**Exercise description:** A faithful copy of the whole listing is the goal. Match it exactly.

**Input records:**
================

PR #5307, opened 2020-02-04
Add aws cloudtrail event CreateSnapshot shortcuts

int32bit:
The event `CreateSnapshot` is very common, it maybe better to add it
to shotcuts.


kapilt:
sorry, we're no longer adding shortcuts for events into python code. there isn't really any basis to assume which api or not should be there, since dependent on particular use cases, like for this one I'm not sure why I would want to look at create snapshots api calls. I'd be amenable to a comprehensive data file (json) for it, if it had significant coverage, but simply doing one offs on events isn't something we want to do.

PR #5599, opened 2020-04-16
cli - schema command using lazy load

kapilt:
reduce latency/files loaded to answer a given schema query


JohnHillegass:
Hey Kapil, looks like this unfortunately broke the schema load in CLI. Can we revert and resubmit later? I'll try and look into this a bit later too to see what the cause was.

image

kapilt:
@JohnHillegass not sure what your referencing re schema load ? is that in reference to the other pull request I submitted before your comment?

JohnHillegass:
Oh whoops, never mind this. After stepping away and coming back I remember you had submitted the new one to address.

Issue #5350, opened 2020-02-17
core - extract c7n_core package out of c7n


kapilt:
avoids other providers having to pick up additional dependencies on botocore/boto3 and other aws deps, and simplifies fully independent testing. ideally this would come after the poetry packaging pr #5320

kapilt:
started some exploratory working on extracting c7n_core from c7n, there's a lot of little testing things that need to be done, ie refactoring existing tests to not load aws resources, not using placebo etc. its a bit more work than I had planned on, and is pretty disruptive for extant prs, i'm thinking the best path forward might treating the current extract as a throw-away to inform modifications that need to be done in tree first wrt to test refactoring, and simultaneously whittling down on pr backlog, the remainder if they touch modules not in resources will have conflicts.

PR #5601, opened 2020-04-16
core - data provider

kapilt:
new data provider, as a pre-requisite to #5350


kapilt:
I'm gonna add a side car commit here to address an issue in trunk ci on docker images.

JohnHillegass:
Let's have it in another commit if possible, that way its easy to revert in case of issues and symbolic of a separate revision.

PR #5604, opened 2020-04-16
Add filter 'SGReferences' to security group rules filtering

kylejohnson514:
This gives policies the ability to filter a security group's ingress & egress rules for references to other security groups

**Example of functionality:**
Ability to filter SG references based on tag values
i.e.) We want to ensure that security groups tagged as "Private" ONLY reference security groups in private subnets and thus are also tagged as "Private". If a "Private" security group has an inbound rule referencing a "Public" security group (i.e. in a public-facing subnet), we can delete/alert/notify/etc to get this possible vulnerability resolved.

```
filters:
  - type: value
    key: "tag:Access"
    value: "Private"
  - type: ingress
    SGReferences:
        key: "tag:Access"
        value: "Public"
        op: equal
```

If we want to filter out all outbound rules referencing a security group in a particular VPC, we can use:

```
filters:
  - type: egress
    SGReferences:
        key: 'VpcId'
        value: 'vpc-11a1a1aa'
        op: equal
```

If we want to ensure that we aren't referencing a SG with a "DO NOT USE" description, we can filter via:
```
filters:
  - type: egress
    SGReferences:
        key: 'Description'
        value: 'default - DO NOT USE'
        op: equal
```


kapilt:
umm.. was the existing functionality to do this not sufficient for a particular reason?

kylejohnson514:
@kapilt I updated my PR's initial post with some sample use cases. Let me know if you think there'd be a better way to go about this

PratMis:
Most of the data in the recorded json files can be removed

kapilt:
thanks for adding some context with use cases, these should also be in the pr filter doc string as additional documentation examples.

c7n/resources/vpc.py
```diff
@@ -1094,6 +1096,24 @@ def process_self_reference(self, perm, sg_id):
                 found = True
         return found
 
+    def process_sg_references(self, perm):
+        sg_refs = self.data.get('SGReferences')
+        if sg_refs:
+            sg_perm = perm.get('UserIdGroupPairs', [])
```
kapilt, line 1102: this needs to be checking for cross account sg refs and elliding/removing them, as there won't be access to check fetch them.


also this entire method body can be dendented  by if not sg_refs: return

================

**Answer section:**
PR #5307, opened 2020-02-04
Add aws cloudtrail event CreateSnapshot shortcuts

int32bit:
The event `CreateSnapshot` is very common, it maybe better to add it
to shotcuts.


kapilt:
sorry, we're no longer adding shortcuts for events into python code. there isn't really any basis to assume which api or not should be there, since dependent on particular use cases, like for this one I'm not sure why I would want to look at create snapshots api calls. I'd be amenable to a comprehensive data file (json) for it, if it had significant coverage, but simply doing one offs on events isn't something we want to do.

PR #5599, opened 2020-04-16
cli - schema command using lazy load

kapilt:
reduce latency/files loaded to answer a given schema query


JohnHillegass:
Hey Kapil, looks like this unfortunately broke the schema load in CLI. Can we revert and resubmit later? I'll try and look into this a bit later too to see what the cause was.

image

kapilt:
@JohnHillegass not sure what your referencing re schema load ? is that in reference to the other pull request I submitted before your comment?

JohnHillegass:
Oh whoops, never mind this. After stepping away and coming back I remember you had submitted the new one to address.

Issue #5350, opened 2020-02-17
core - extract c7n_core package out of c7n


kapilt:
avoids other providers having to pick up additional dependencies on botocore/boto3 and other aws deps, and simplifies fully independent testing. ideally this would come after the poetry packaging pr #5320

kapilt:
started some exploratory working on extracting c7n_core from c7n, there's a lot of little testing things that need to be done, ie refactoring existing tests to not load aws resources, not using placebo etc. its a bit more work than I had planned on, and is pretty disruptive for extant prs, i'm thinking the best path forward might treating the current extract as a throw-away to inform modifications that need to be done in tree first wrt to test refactoring, and simultaneously whittling down on pr backlog, the remainder if they touch modules not in resources will have conflicts.

PR #5601, opened 2020-04-16
core - data provider

kapilt:
new data provider, as a pre-requisite to #5350


kapilt:
I'm gonna add a side car commit here to address an issue in trunk ci on docker images.

JohnHillegass:
Let's have it in another commit if possible, that way its easy to revert in case of issues and symbolic of a separate revision.

PR #5604, opened 2020-04-16
Add filter 'SGReferences' to security group rules filtering

kylejohnson514:
This gives policies the ability to filter a security group's ingress & egress rules for references to other security groups

**Example of functionality:**
Ability to filter SG references based on tag values
i.e.) We want to ensure that security groups tagged as "Private" ONLY reference security groups in private subnets and thus are also tagged as "Private". If a "Private" security group has an inbound rule referencing a "Public" security group (i.e. in a public-facing subnet), we can delete/alert/notify/etc to get this possible vulnerability resolved.

```
filters:
  - type: value
    key: "tag:Access"
    value: "Private"
  - type: ingress
    SGReferences:
        key: "tag:Access"
        value: "Public"
        op: equal
```

If we want to filter out all outbound rules referencing a security group in a particular VPC, we can use:

```
filters:
  - type: egress
    SGReferences:
        key: 'VpcId'
        value: 'vpc-11a1a1aa'
        op: equal
```

If we want to ensure that we aren't referencing a SG with a "DO NOT USE" description, we can filter via:
```
filters:
  - type: egress
    SGReferences:
        key: 'Description'
        value: 'default - DO NOT USE'
        op: equal
```


kapilt:
umm.. was the existing functionality to do this not sufficient for a particular reason?

kylejohnson514:
@kapilt I updated my PR's initial post with some sample use cases. Let me know if you think there'd be a better way to go about this

PratMis:
Most of the data in the recorded json files can be removed

kapilt:
thanks for adding some context with use cases, these should also be in the pr filter doc string as additional documentation examples.

c7n/resources/vpc.py
```diff
@@ -1094,6 +1096,24 @@ def process_self_reference(self, perm, sg_id):
                 found = True
         return found
 
+    def process_sg_references(self, perm):
+        sg_refs = self.data.get('SGReferences')
+        if sg_refs:
+            sg_perm = perm.get('UserIdGroupPairs', [])
```
kapilt, line 1102: this needs to be checking for cross account sg refs and elliding/removing them, as there won't be access to check fetch them.


also this entire method body can be dendented  by if not sg_refs: return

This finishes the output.